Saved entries
Issue #1788, opened 2024-11-22
Model spin-jump through doors


blkerby:
Some strats require spin jumping into the room. Examples include needing to wall jump immediately when entering a room, or needing to activate a shinespark mid-air. 

For horizontal doors, the `comeInJumping` entrance condition could be used to express this requirement. It's currently not used very consistently. This probably has minimal significance, since by spin-jumping immediately before the transition, there should be almost never any effect on the amount of frames spent in the previous room (e.g. heat damage or shinecharge frames) compared to running through the transition. Still, for clarity, it may be good to start being more consistent about it.

For vertical doors the difference could matter a little more. Quick drop can be used to fall more quickly through a vertical door, but this leaves Samus in a non-spinning state in the next room. As a result, some combinations are probably unsound currently. And currently we don't have any way to express a spin-jump entry through a vertical door. To be effective, we need a way to also express this in combination with a `comeInShinecharged` condition; so this is related to issue #1578.

PR #2147, opened 2025-07-21
Refine Crumble Shaft

blkerby:
- Many heat frames are tightened.
- More lenience is added to the wall-jump climbs on low difficulty (especially Medium)
- Some apparently non-useful strats are removed:
    - HiJump Climb: The instruction to wall jump directly off the top-right crumble block seemed questionable; using the floating crumble platform is much easier and also seems faster. I combined this with the bootless version since there doesn't seem to be a reason for it to be a separate strat.
    - WallJump and SpringBall: The problem is the Sova gets in your way where you want to bounce with Spring Ball. You can wait for it with canStaggeredWalljump, or bounce in a very precise place on the edge of the crumbles; but these both seem more difficult than just wall jumping the regular way off the side of the crumble block.
    - Frozen Sova Climb: With the left-side climb, a Sova gets directly in your way (assuming a bottom-door entry), so you either have to staggered wall jump to wait for it, or carefully wall jump around it. The whole thing seems significantly more difficult than just walljumping up the right side the regular way.

Wall jumping up either side of the room is quite tricky for Medium: I think it can be ok but we have to allow for the fact that the player is expected to fall down many times, either from missing the precise wall jumps or from Sovas getting in the way. So that's the reason for adding the extra lenience heat frames in the absence of `canDodgeWhileShooting` tech. And those will stack on top of the heat damage multiplier, which I think is necessary; at that level, the player is going to want to have a ton of tanks here.

### DIFF
--- a/region/norfair/west/Crumble Shaft.json
+++ b/region/norfair/west/Crumble Shaft.json
@@ -214,7 +214,14 @@
       "link": [1, 2],
       "name": "Base",
       "requires": [
-        {"heatFrames": 200}
+        {"simpleHeatFrames": 150},
+        {"or": [
+          {"and": [
+            "canMoonfall",
+            {"heatFrames": 20}
+          ]},
+          {"heatFrames": 45}
+        ]}
       ]
     },
     {
@@ -396,24 +403,27 @@
       "note": "Shoot the shot block, then Spring Ball on the middle platform."
     },
     {
-      "id": 11,
-      "link": [2, 1],
-      "name": "HiJump Climb",
-      "requires": [
-        "HiJump",
-        "canConsecutiveWalljump",
-        {"heatFrames": 500}
-      ],
-      "note": "Walljump up the right, then setup a walljump on the top-right crumble platform directly from the right wall."
-    },
-    {
       "id": 12,
       "link": [2, 1],
-      "name": "HiJumpless Climb",
+      "name": "Wall Jump Climb",
       "requires": [
         "canPreciseWalljump",
         "canConsecutiveWalljump",
-        {"heatFrames": 500}
+        {"or": [
+          {"and": [
+            "HiJump",
+            {"heatFrames": 270}
+          ]},
+          {"heatFrames": 340}
+        ]},
+        {"or": [
+          "canDodgeWhileShooting",
+          {"heatFrames": 300}
+        ]},
+        {"or": [
+          "canTrickyJump",
+          {"heatFrames": 300}
+        ]}
       ],
       "note": "Walljump up the right, then walljump off the top-middle crumble platform then off the top-right one."
     },
@@ -424,21 +434,20 @@
       "requires": [
         "canCrumbleJump",
         "canTrickyJump",
-        {"heatFrames": 800}
+        {"or": [
+          {"and": [
+            "HiJump",
+            "canTrickyDodgeEnemies",
+            {"heatFrames": 370}
+          ]},
+          {"heatFrames": 660}
+        ]}
       ],
-      "note": "Do 9 successive crumble jumps up the platforms.",
-      "devNote": "This is only really useful without wall jumps."
-    },
-    {
-      "id": 14,
-      "link": [2, 1],
-      "name": "Wall Jump Climb Crumble Jump",
-      "requires": [
-        "canCrumbleJump",
-        "canConsecutiveWalljump",
-        {"heatFrames": 600}
-      ],
-      "note": "Walljump up the right then do one crumble jump on the top middle platform."
+      "wallJumpAvoid": true,
+      "note": [
+        "Do 9 successive crumble jumps up the platforms.",
+        "If Hi-Jump is available, then it is possible to skip 4 of the crumble platforms."
+      ]
     },
     {
       "id": 15,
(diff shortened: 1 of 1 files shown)


region/norfair/west/Crumble Shaft.json
```diff
@@ -214,7 +214,14 @@
       "link": [1, 2],
       "name": "Base",
       "requires": [
-        {"heatFrames": 200}
+        {"simpleHeatFrames": 150},
+        {"or": [
+          {"and": [
+            "canMoonfall",
```
osse101, line 220: - The moonfall is hard to pull off most of the time because of the crumble block, so not quite a basic moonfall.
- Landing on the doorframe while moonfalling takes some moonfall delaying actions that aren't really part of basic moonfall.

Covered by heat scaling though.

region/norfair/west/Crumble Shaft.json
```diff
@@ -395,25 +402,28 @@
...
       "requires": [
         "canPreciseWalljump",
         "canConsecutiveWalljump",
-        {"heatFrames": 500}
+        {"or": [
+          {"and": [
+            "HiJump",
+            {"heatFrames": 270}
+          ]},
+          {"heatFrames": 340}
```
osse101, line 417: I can't get under 6 seconds unless I enter with a spinjump

region/norfair/west/Crumble Shaft.json
```diff
@@ -424,29 +434,28 @@
...
-      "name": "Wall Jump Climb Crumble Jump",
-      "requires": [
-        "canCrumbleJump",
-        "canConsecutiveWalljump",
-        {"heatFrames": 600}
+        {"or": [
+          {"and": [
+            "HiJump",
+            "canTrickyDodgeEnemies",
+            {"heatFrames": 370}
```
osse101, line 441: For this time I had to enter with a spinjump

region/norfair/west/Crumble Shaft.json
```diff
@@ -424,29 +434,28 @@
...
+          ]},
+          {"heatFrames": 660}
```
osse101, line 443: I think 9 successive crumble jumps should have canInsaneJump.
Getting a 630 time took some aggressive sova dodging.  Did not enter with spinjump

region/norfair/west/Crumble Shaft.json
blkerby: I was entering with a spinjump from a water room to simulate the worst-case scenario. We don't have an entrance condition to specifically represent this (issue https://github.com/vg-json-data/sm-json-data/issues/1788) though I know we sometimes use `canPrepareForNextRoom`. In this case, since it only saves a few heat frames, which can be accounted for in the multiplier, I was thinking it's better not to clutter up the requirements. Added a mention in the `notes` now though, because it's useful to document the expectations to be able to reproduce the heat frames.

region/norfair/west/Crumble Shaft.json
blkerby: https://videos.maprando.com/video/7143

region/norfair/west/Crumble Shaft.json
blkerby: For 660 I was killing some of the Sovas as I went. Trying it a little more, with aggressive dodging 612 was my best. Lowering it to 630 seems reasonable for Insane.

And yeah, 9 crumble jumps in a row does seem like too much for Very Hard. I think it can be ok in Expert though. At the Expert level, with the heat frame lenience (1.15 * 630 = 725 frames) you can almost just do full-height jumps, and dodging the Sovas is not bad in this case. 

It took me a while to get comfortable with the crumble jump window, but it's feeling pretty reliable. I find whenever I fail a crumble jump it's because I'm pressing jump too late. The 8-frame window is so large that it feels almost impossible to press it too early. I'm aiming now to press jump when Samus' feet are about 1.5 tiles above the block, which is much higher than what I used to aim for; of course it would depend on fall speed and on the amount of input delay (I'm playing on emulator so I'm sure I have more delay than some).

region/norfair/west/Crumble Shaft.json
blkerby: Oh yeah, Ice+HiJump is a good one, added that now.

The crumble jumping is interesting. After playing with it more, I kind of find it safer now than the wall jump strat. With the wall jumps, I sometimes miss getting into one of the 1-tile spaces or accidentally break spin doing the wiggle at the top. The crumble jumps are simpler and there's less that can go wrong. If I fall it is usually recoverable by crumble jumping off the platform below; I don't think freezing enemies would make it easier as it kind of just complicates things. I'm doing regular crumble jumps here though. Crumble spin jumping like in your video seems crazy difficult to me; I tried for a while but couldn't even make it to the third platform that way, haha. Those are 2-frame windows for each jump in that case, compared to 8-frame window for regular crumble jumps.

Video of doing a bunch of attempts of the crumble jump vs. wall jumps: https://videos.maprando.com/video/7200 (not a fair comparison because I was practicing the crumble jumps more today :shrug: )

I don't actually think the crumble jump should be placed lower than the wall jumps, but Extreme seems too high I think. I'm not really sure what to do with the crumble spin jump numbers because that seems so difficult I'm not sure what the requirements would look like.

osse101: Extreme has to be too high.  
The heat frame counts are complicated.  Reckless movement saves seconds and falling doubles your damage taken.

Issue #2149, opened 2025-07-21
Bobbob's Feedback for Crateria, Blue Brin


kjbranch:
Green Pirates Shaft:
- [ ] 3 to 2 and 4 to 2:  You can X-Ray climb to avoid taking damage. i think you have it written that this still takes projectile damage...so not sure how notable this is.
- [ ] 9 to 1:  The ice x-ray climb requires morph, which i disagree with. heck, with tunnel crawl and turn-around aim cancel, getting the pixel should be fairly free. so wrap that in an 'or' with morph, and be like "your own fault for enabling tunnel crawl, this is what you get". i'm only mentioning this, since i like as many morphless strats as possible to be in:  i find very late morph to be interesting.
- [x] 9 to 2:  ice moonfall. this has since been added. there are many ways to do it, and it is fairly free (especially since the beetoms don't die to ice so you can re-freeze one of them while falling).
- [x] 2,3,4:  G-mode setup, by bringing a Beetom down. Some notes on this:  Getting to the Beetoms requires Morph+PB, X-Ray Climb, or starting from 1; getting back down needs Morph, although you can probably bring a Beetom down with you with an ice moondance or ice moonfall; Beetoms don't provide knockback, so this always puts you in g-mode immobile; this needs some number of Beetom hits (and maybe Green Pirate hits if going to the bottom) to setup; you could X-Ray climb up to 1 with a Beetom attached, but this would be obnoxious with the Beetom damaging you as you go up and also you shaking off the Beetom sometimes...not even really sure how functional that would be, and way too lazy to test.

Statues Room:
- [x] A bomb double spring ball jump works (so hjb-less), as done in my 14% xSpring run. Not sure how often this is in the logic, so just a reminder this needs morph+bombs+spring:  a power bomb doesn't work, since you can't pause with a power bomb on screen.

Gauntlet Entrance:
- [x] devnote mentions a blue spring ball strat. There would also be temp blue strats. I am not sure how notable these really are, with the shinespark strats...they are notable in vanilla, where there is a wall in the next room, but that isn't really modeled yet? for completion, tho, note this strat in vanilla (this also shows how to handle the yapping maw, to get the full middle runway without killing/freezing it):  https://vimeo.com/535363869
- [ ] (The above is complete, but we also should check the leave with spark frames in the above video and tighten them.)

Gauntlet Energy Tank Room:
[...]

PR #2151, opened 2025-07-22
Moat CWJ bomb boost

blkerby:
This was one of the items on Bobbob's list from a couple years ago (https://github.com/vg-json-data/sm-json-data/issues/2149).

I'm thinking this is probably an Extreme notable, though maybe it could be Insane.

This bomb boost strat can be useful if the door on the left is locked since the usual CWJ strat won't work in that case.

Video: https://videos.maprando.com/video/7142

### DIFF
--- a/region/crateria/east/The Moat.json
+++ b/region/crateria/east/The Moat.json
@@ -1106,6 +1106,28 @@
       ]
     },
     {
+      "link": [3, 2],
+      "name": "CWJ Bomb Boost",
+      "requires": [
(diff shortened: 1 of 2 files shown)


osse101:
This is one I play with frequently to showboat.  I would say it feels Extreme.  There's the softlock risk but also you can probably bomb your way back out to the left.  It is faster than HBJ so if it were consistent enough for Expert, it would be the backup strat for crossing moat in speedruns.

PR #2153, opened 2025-07-22
Fish Tank and Main Street farms

blkerby:


region/maridia/outer/Main Street.json
```diff
@@ -3920,6 +4137,79 @@
...
+          {"and": [
+            "Spazer",
+            {"cycleFrames": 690}
+          ]},
+          {"and": [
+            "Ice",
+            {"cycleFrames": 710}
+          ]},
+          {"and": [
+            "Charge",
```
osse101, line 4203: I get sub 12 without charge.  Doing two shots per jump makes it easier than with gravity.
With charge I can kill the crab too fast and have to wait for the drop to move itself closer so there is no time gain.

With gravity, charge saved me 30f

region/maridia/outer/Main Street.json
```diff
@@ -3920,6 +4137,79 @@
...
+      "name": "Sciser Farm",
+      "requires": [
+        "Morph",
+        {"resetRoom": {"nodes": [5]}},
+        {"or": [
+          {"and": [
+            "Gravity",
+            {"or": [
+              {"and": [
+                "ScrewAttack",
```
osse101, line 4151: springball speeds this up by 100f
And I actually see 450f on screw and pseudoscrew

And grapple is missing from these lists

PR #2159, opened 2025-07-23
Refine Moat temp blue

blkerby:
More finds from Sam's videos:
- For the Gravity jump variant, it can be done relatively easily without any jump assist (HiJump/SpringBall).
- Blue spring ball bounce L->R is a new interesting option.

### DIFF
--- a/region/crateria/east/The Moat.json
+++ b/region/crateria/east/The Moat.json
@@ -568,7 +568,8 @@
       },
       "requires": [
         "canTrickySpringBallBounce",
-        "canChainTemporaryBlue"
+        "canChainTemporaryBlue",
+        "canSpeedball"
       ],
       "exitCondition": {
         "leaveWithTemporaryBlue": {}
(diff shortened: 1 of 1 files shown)


region/crateria/east/The Moat.json
```diff
@@ -563,6 +555,34 @@
...
+        "comeInGettingBlueSpeed": {
+          "length": 2,
+          "openEnd": 0,
+          "steepDownTiles": 1,
+          "minExtraRunSpeed": "$0.8"
+        }
+      },
+      "requires": [
+        "canTrickySpringBallBounce",
+        "canChainTemporaryBlue"
```
osse101, line 571:
```suggestion
        "canChainTemporaryBlue",
        "canSpeedball"
```

region/crateria/east/The Moat.json
```diff
@@ -563,6 +555,34 @@
...
+      ],
+      "exitCondition": {
+        "leaveWithTemporaryBlue": {}
+      },
+      "unlocksDoors": [{"types": ["ammo"], "requires": []}],
+      "collectsItems": [3],
+      "flashSuitChecked": true,
+      "note": [
+        "Enter with blue speed and bounce on the item pedestal to make it across, then unmorph into temporary blue."
```
osse101, line 580:
```suggestion
        "Enter with blue speed and bounce on the item pedestal to make it across, then unmorph into temporary blue.",
        "Morph on the left side of the pedestal so that there is enough space to use a controlled SpringBall bounce."
```

osse101 (commented):
I found the springball bounce easier than chaining right to left as well.

PR #2160, opened 2025-07-24
Add dodge option for Pants Room grapple jump

blkerby:
Avoiding the Menus doesn't seem bad, by just grapple jumping up all the way to the top.

Video by Sam: https://videos.maprando.com/video/6717


osse101:
Confirmed.  And I like this approach to the grapple swings more than how I was doing it.

PR #2163, opened 2025-07-24
LN G-Mode: Second Pass

kjbranch:


region/lowernorfair/east/Ridley's Room.json
```diff
@@ -622,7 +622,7 @@
           "canWalljump",
           {"and": [
             "canJumpIntoIBJ",
-            "canTrickyJump",
+            "canInsaneJump",
```
osse101, line 625: I can't avoid ridley without double IBJ or HiJump

PR #2169, opened 2025-07-26
Indiana Jones G-Mode Restructure

kjbranch:
This was done to clean up the strats and make it more clear what to do. There is a lot going on still, so maybe it would be worth adding a junction node back, but it is not immediately clear how to best do that.

Also worth noting that the some of the old artificial morph strats required "canIBJ" instead of its morphless variant.


osse101 (approved):
A GMode node looks useful but I also don't see it saving lines of code.   There are the traversal nodes that come together to IBJ to the item then fall before branching again.  And there are `Remote Acquire And` strats that would continue on to PB the blocks?
So I don't see groupings being large enough to be of much help.

PR #2182, opened 2025-07-29
Downgrade Plasma Spark precise crouch jump

blkerby:
This was supposed to be an Expert notable now, but that isn't working as intended because of the `canInsaneJump` requirement. So this downgrades it to a `canTrickyJump`.


kjbranch (dismissed):
I believe that is the same as the jump in Watering Hole. This one is currently in VH, should it be made an Expert notable as well?
https://dev.maprando.com/logic/room/181/2/1/15

PR #1687, opened 2019-08-22
Disable timepicker hour if no enabled minutes available

### LINKED ISSUE #1686: Timepicker with min-time and increment-minutes allows hours with no available minutes to be selected
### Overview of the problem

Buefy version: 0.8.2
Vuejs version: 2.6.10
OS/Browser Chrome version 76.0.3809.100

### Description

If a timepicker with increment-minutes and a min-time is set, can lead to being able to select an hour even through there are no available minutes to be selected for that hour

### Steps to reproduce

CodePen [https://codepen.io/philnee/pen/qBWqGGJ](https://codepen.io/philnee/pen/qBWqGGJ)
1. Create a timepicker with increment-minutes set to 10 and min-time set to 10:55
2. Select the hour 10 from the timepicker
3. All minutes values are disabled

### Expected behavior

I would have expected in this scenario that the hour 10 is disabled and the first hour available was 11 as the earliest valid time would be 11:00

### Actual behavior

The user can still select 10, however then cannot complete the time as no valid minutes options are available.

I will try and submit a PR later on to fix the issue

philnee:
Fixes #

Fixes #1686 

## Proposed Changes

When checking against minTime in isHourDisabled() in TimepickerMixin.js, add a further call to check if all of the minutes values are disabled and set disabled to true if so. 

The check for the disabled minutes was extracted from the isMinuteDisabled function and extracted to a seperate function isMinuteDisabledForHour, now used by both functions.

Test included in Timepicker.spec.js

### DIFF
--- a/src/components/timepicker/Timepicker.spec.js
+++ b/src/components/timepicker/Timepicker.spec.js
@@ -22,4 +22,15 @@ describe('BTimepicker', () => {
 
         expect(wrapper.vm.nativeStep).toBe('1')
     })
+
+    it('disables hour if no selectable minutes available', () => {
+        const wrapper = shallowMount(BTimepicker, {
+            propsData: {
+                'min-time': new Date(2019, 8, 22, 11, 55),
+                'increment-minutes': 10
+            }
+        })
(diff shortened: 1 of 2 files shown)


jtommy:
Thanks

PR #1690, opened 2019-08-22
Add a polyfill for the findIndex function

service-paradis:
## Proposed Changes

- Add a new helper function named findIndex
- Use the native function if available but revert to polyfill if not
- Steps pagination is now compatible with IE

### DIFF
--- a/src/components/steps/Steps.vue
+++ b/src/components/steps/Steps.vue
@@ -67,6 +67,7 @@
 import Icon from '../icon/Icon'
 import SlotComponent from '../../utils/SlotComponent'
 import config from '../../utils/config'
+import { findIndex } from '../../utils/helpers'
 
 export default {
     name: 'BSteps',
@@ -127,7 +128,7 @@ export default {
          * Check the first visible step index.
          */
         firstVisibleStepIndex() {
-            return this.stepItems.findIndex((step, idx) => {
+            return findIndex(this.stepItems, (step, idx) => {
                 return step.visible
             })
         },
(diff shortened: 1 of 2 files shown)


jtommy:
I didn't check findIndex but I prefer fix it using map + indexOf approach

service-paradis:
No problem!
I made it this way since most of the browsers support it natively ([findIndex Compatibility](https://developer.mozilla.org/en-US/docs/Web/JavaScript/Reference/Global_Objects/Array/findIndex#Browser_compatibility)). I can change it using map/indexof instead.

jtommy:
Yes I know but I don't want add other code at the moment

service-paradis:
Yeah, I understand. Will fix the PR without the jelper function and having map/indexof to replace the actual findIndex.

service-paradis:
@jtommy Fixed!

afwn90cj93201nixr2e1re:
@jtommy do you know anything 'bout js less memory using and performance or no?

service-paradis:
@afwn90cj93201nixr2e1re 
What alternatives would you use to keep browsers compatibility?
The usage in steps would probably dont be affected that much by map performance. I dont think people use this cmponent with a lot of steps. Probably always below 10.

jtommy:
@afwn90cj93201nixr2e1re I know it but I agree with @service-paradis

afwn90cj93201nixr2e1re:
Just simple itteration i=0;i<array.length etc. Its faster 10 times and works on every browser.

Also polyfill that's suggested by service-paradise is better in this case.

Also we don't know how fast gc in ie10,11 etc.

◆ What is required ◆
Only these are to be transcribed: the line with "Just simple itteration" and every line after it through the last line of the entries, each exactly.

◆ Answer to this problem ◆
Just simple itteration i=0;i<array.length etc. Its faster 10 times and works on every browser.

Also polyfill that's suggested by service-paradise is better in this case.

Also we don't know how fast gc in ie10,11 etc.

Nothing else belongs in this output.